### [WHAT YOU ARE ASKED TO DO]
The records that follow must be transcribed in full, without any change.
/---
PR #5237, opened 2021-11-30
EVG-15517: Return 200 when no test results found in cedar

julianedwards:
EVG-15517: https://jira.mongodb.org/browse/EVG-15517

This is a weird edge case where if the first execution of a task has a system or setup failure (and thus no results are produced) and a second execution successfully produces and sends test results to cedar, the `rest/v2/tasks/{task_id}/tests` route returns a 500 for the first execution because it thinks there are results in cedar. The old task will correctly indicate no cedar test results, but the project context always grabs the latest task—it seemed easier to just check the status rather than fetch the older task since this is a rare situation.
\---
### [RESPONSE BOX]
PR #5237, opened 2021-11-30
EVG-15517: Return 200 when no test results found in cedar

julianedwards:
EVG-15517: https://jira.mongodb.org/browse/EVG-15517

This is a weird edge case where if the first execution of a task has a system or setup failure (and thus no results are produced) and a second execution successfully produces and sends test results to cedar, the `rest/v2/tasks/{task_id}/tests` route returns a 500 for the first execution because it thinks there are results in cedar. The old task will correctly indicate no cedar test results, but the project context always grabs the latest task—it seemed easier to just check the status rather than fetch the older task since this is a rare situation.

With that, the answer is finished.